• _ABOUT THIS EXERCISE_
Write out again, please, the records below from the first line to the line holding "I wanted to", inclusive, and nothing else.
──────── ENTRIES PROVIDED
PR #4912, opened 2022-05-13
New page option for "key"

### LINKED ISSUE #3506: Svelte is reusing component with its state on different pages using the same route
### Describe the bug

Svelte routing reuses the component with its local state.
I have a route (/counter/[id]) That is using the sveltekit demo counter component.
Navigating from one counter/[id] page to another keep the state of the counter component
The only way to make it work as I want is to use the `target="_self"` attribute on the link which is forcing a full page reload (not ideal)

Sorry if this is expected behavior, it looks like a bug to me.

### Reproduction

Demo: https://routing-issue-theta.vercel.app/
Repo: https://github.com/plrenaudin/svelte-routing-issue

### Logs

_No response_

### System Info

```shell
System:
    OS: Linux 5.14 Solus 4.3
    Memory: 1.73 GB / 15.46 GB
    Container: Yes
    Shell: 5.8 - /bin/zsh
  Binaries:
    Node: 14.16.1 - ~/.nvm/versions/node/v14.16.1/bin/node
    npm: 7.24.2 - ~/.nvm/versions/node/v14.16.1/bin/npm
  Browsers:
    Brave Browser: unknown
    Firefox: 96.0
  npmPackages:
    @sveltejs/adapter-auto: next => 1.0.0-next.14 
    @sveltejs/kit: next => 1.0.0-next.239 
    svelte: ^3.44.0 => 3.46.2
```

### Severity

### Additional Information

_No response_

johnnysprinkles:
Fixes #3506

Highly doubt this would be accepted but, maybe still useful in case anyone wants to patch it in.

I wanted to consider each logical URL as distinct as far as routing is concerned. Unlike query strings which could be considered the same location with different params, "path params" aren't exactly a real thing at least as far as old school CGI is concerned. `/foo/1` and `/foo/2` are just two different locations.

If you want to tear down all the state and re-instantiate your route component when the path params change, and not have to mess around with `afterNavigation`, this gives you a way.

### Tests

### Changesets

### DIFF
--- a/.changeset/small-mirrors-warn.md
+++ b/.changeset/small-mirrors-warn.md
@@ -1,0 +1,5 @@
+---
+'@sveltejs/kit': minor
+---
+
+New page option for "key"
--- a/documentation/docs/11-page-options.md
+++ b/documentation/docs/11-page-options.md
@@ -22,6 +22,26 @@ In certain circumstances you might need to disable [client-side routing](/docs/a
 
 Note that this will disable client-side routing for any navigation from this page, regardless of whether the router is already active.
 
+### key
+
+By default, changing route parameters isn't considered a route change in SvelteKit. It's considered the same route with
+params and loaded data that update reactively via props.
+
+If instead you want to treat each logical URL as a separate route, with its own component instance and lifecycle, you can do that
+by exporting a key function. Internally, SvelteKit wraps the top-level components in a `{#key}` block so they can be destroyed
+and recreated based on arbitrary conditions, even when navigating to another route of the same pattern.
+
+The function accepts an object with url (URL instance) and params (a plain JS object), and returns a key used for
+equality comparison in a `{#key}` block.
+
+```html
+<script context="module">
+	export function key({ url, params }) {
+		return url.pathname;
+	}
+</script>
+```
+
 ### hydrate
 
 Ordinarily, SvelteKit [hydrates](/docs/appendix#hydration) your server-rendered HTML into an interactive page. Some pages don't require JavaScript at all — many blog posts and 'about' pages fall into this category. In these cases you can skip hydration when the app boots up with the app-wide [`browser.hydrate` config option](/docs/configuration#browser) or the page-level `hydrate` export:
--- a/packages/kit/src/core/sync/write_root.js
+++ b/packages/kit/src/core/sync/write_root.js
@@ -21,16 +21,20 @@ export function write_root(manifest_data, output) {
 
 	let l = max_depth;
 
-	let pyramid = `<svelte:component this={components[${l}]} {...(props_${l} || {})}/>`;
+	let pyramid = `{#key key_${l}}<svelte:component this={components[${l}]} {...(props_${l} || {})}/>{/key}`;
 
 	while (l--) {
 		pyramid = `
 			{#if components[${l + 1}]}
-				<svelte:component this={components[${l}]} {...(props_${l} || {})}>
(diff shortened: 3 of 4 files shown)


Rich-Harris:
As you predicted, I'm a little conflicted about this. Wanting to re-run the contents of `<script>` on state changes (and navigation is really just a type of state change) feels like imposing a React mindset (where `const` means the opposite of `const`) on Svelte.

If you had a situation like this...

```svelte
{#if number > 10}
  <BigNumber {number}/>
{:else}
  <LittleNumber {number}/>
{/if}
```

...you wouldn't expect `<BigNumber/>` to be destroyed and recreated when `number` goes from 11 to 12 — instead, in Svelte, we make things reactive to changing props. So why would we expect a page to be destroyed and recreated when _its_ props change?

Perhaps we can come up with a convincing reason why navigation is a sufficiently special kind of state change that it _does_ make sense to destroy and recreate components. But that reasoning would apply to layouts as well as leaves — if the argument is that arriving at `/id/4` should behave the same way whether you came from `/id/3` or `/foo`, then we need to destroy and remount `id/__layout.svelte` as well as `id/[x].svelte`. In most cases, we probably don't want that, since it will destroy sidebar scroll state etc. I mention this because I think that if the behaviour is to have first class support in the framework it's important for us to articulate a coherent argument for why it's is desirable.

Regardless, I don't think the `key` approach — ingenious as it is — will fly, unfortunately. If navigating from `/id/3` to `/id/4` should cause a destroy-and-remount, then so should navigating from `/id/4` to `/id/4`, and there's no realistic case in which the `key` will differ in that case. A better approach might be to return `preserve: false` from `load`. (I'm not endorsing this approach, because I'm sceptical of this idea overall, but if we _were_ to add a feature like this that's probably what I'd suggest!)

johnnysprinkles:
Yes but you might want to destroy and recreate `<BigNumber/>` for some reason, who knows why, otherwise why does the `#key` block even exist? For anything at a lower level than the route component you always have that option, this would just extend that option all the way up.

From a user perspective, it seems like resetting the state would actually be the common case. Say you're on Redfin browsing real estate and click "show more" on the description. If you navigate to another property, _of course_ you'd expect the description to start out collapsed. The "morph in place" T-1000 feel, where remnants of the previous page kind of hang around and maybe get reset and replaced by new data, or maybe they don't, is perhaps part of the reason SPAs get a bad rap.

Navigation is special! Well at least it is if you're building something with named locations, i.e. more of a website than an application. The instructions might say "In your web browser, go to /id/3" but they wouldn't say "In your web browser, rearrange to the shape of /id/3". On the web we go places, or least create a convincing illusion of going places.

Assuming you did want a clean slate when going between IDs, you could make some `reset()` function that you call from `afterNavigate` but that's error prone since you're likely to miss something as you add more state. A better option is to put all the real functionality in a sub-component and have the route component be a thin wrapper with a key block. This is ok but not that elegant, reminds me of the old Redux container components that you called `connect()` on. I am doing that currently in production though.

Your point about layout is interesting... I still haven't dug into how the nested layouts work, totally on my TODO list to learn that. Since multiple routes share a layout, yeah I'm not even sure what the right thing to do would be.

Good point about links to the page you're currently on, didn't even think of that. And it is important, since being on a homepage and clicking the logo to refresh the homepage is such a common pattern, that should translate to the SPA world.

Anyway, I like `preserve: false` just fine, maybe I'll explore that direction and possibly send a different PR for that.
────────────────
• _YOUR RESPONSE_
PR #4912, opened 2022-05-13
New page option for "key"

### LINKED ISSUE #3506: Svelte is reusing component with its state on different pages using the same route
### Describe the bug

Svelte routing reuses the component with its local state.
I have a route (/counter/[id]) That is using the sveltekit demo counter component.
Navigating from one counter/[id] page to another keep the state of the counter component
The only way to make it work as I want is to use the `target="_self"` attribute on the link which is forcing a full page reload (not ideal)

Sorry if this is expected behavior, it looks like a bug to me.

### Reproduction

Demo: https://routing-issue-theta.vercel.app/
Repo: https://github.com/plrenaudin/svelte-routing-issue

### Logs

_No response_

### System Info

```shell
System:
    OS: Linux 5.14 Solus 4.3
    Memory: 1.73 GB / 15.46 GB
    Container: Yes
    Shell: 5.8 - /bin/zsh
  Binaries:
    Node: 14.16.1 - ~/.nvm/versions/node/v14.16.1/bin/node
    npm: 7.24.2 - ~/.nvm/versions/node/v14.16.1/bin/npm
  Browsers:
    Brave Browser: unknown
    Firefox: 96.0
  npmPackages:
    @sveltejs/adapter-auto: next => 1.0.0-next.14 
    @sveltejs/kit: next => 1.0.0-next.239 
    svelte: ^3.44.0 => 3.46.2
```

### Severity

### Additional Information

_No response_

johnnysprinkles:
Fixes #3506

Highly doubt this would be accepted but, maybe still useful in case anyone wants to patch it in.

I wanted to consider each logical URL as distinct as far as routing is concerned. Unlike query strings which could be considered the same location with different params, "path params" aren't exactly a real thing at least as far as old school CGI is concerned. `/foo/1` and `/foo/2` are just two different locations.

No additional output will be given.